In December 2011, we got wind of an auction in a hotel near IFAW China Office and its inventory included 400 bottles of tiger wine, ivory carvings and rhino carvings. We reported the auction to the authorities and had it banned with an administrative order. In 2012, mainland China’s auction volume decreased by 40% and a study showed ivory sales in auction decreased by 90%, triggering the drop in ivory price in China. These policy developments give me renewed hope and confidence that clear laws banning ivory trade and reducing market supply can help reduce consumer demand.

The “Ma, I have teeth” campaign. Photo credit: Grace Ge Gabriel/IFAW.

Pai – Tell us about your association with peers in Africa

Grace –IFAW’s behavior change campaign in China advocating policy to shut down ivory markets, and raise consumer awareness about the elephant poaching crisis have received support from conservation organizations in Africa.
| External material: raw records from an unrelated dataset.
PR #4257, opened 2026-04-20
chore: simplify error handling in deleteAllTemplateWorkflows

Svengali-tech:
## Description
Refactored error handling in `deleteAllTemplateWorkflows` function to use idiomatic Go patterns.

## Changes
- Removed unnecessary `var err error` declaration
- Moved error handling inline with each operation using `if err := ...; err != nil` pattern
- Maintains the same functionality while improving code clarity and reducing variable scope

## Type of Change
- Code quality improvement (chore)


markoa:

PR #4259, opened 2026-04-20
docs: clarify demo vs development server ports

gatshaayanda:
## Summary
Adds a short note to clarify the difference between the demo container quick start and the local development setup.

## Why
The README quick start points users to localhost:3000 for the demo container, while the development setup uses a different local server port. This clarification should reduce confusion for first-time contributors.

## Testing
Documentation-only change.


markoa:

With funding from Elephant Crisis Fund administered by Save the Elephants, IFAW was able to implement a key component of the campaign to mobilize society to stigmatize ivory trade.

Pai – What were the outcomes of CITES 2016 for African elephants?

Grace – African elephants got some reprieve as CITES Parties rejected the proposals to allow more trade in ivory and adopted resolutions calling countries to close their domestic ivory markets and conduct demand reduction campaigns. However, a proposal from a dozen African elephant range states to put all elephant populations back on Appendix I, in a bid to reduce poaching risks to elephants from ivory trade, was not approved.  So, elephants across their range states continue to be exposed to criminal syndicates reaping huge profits from killing elephants just for their tusks.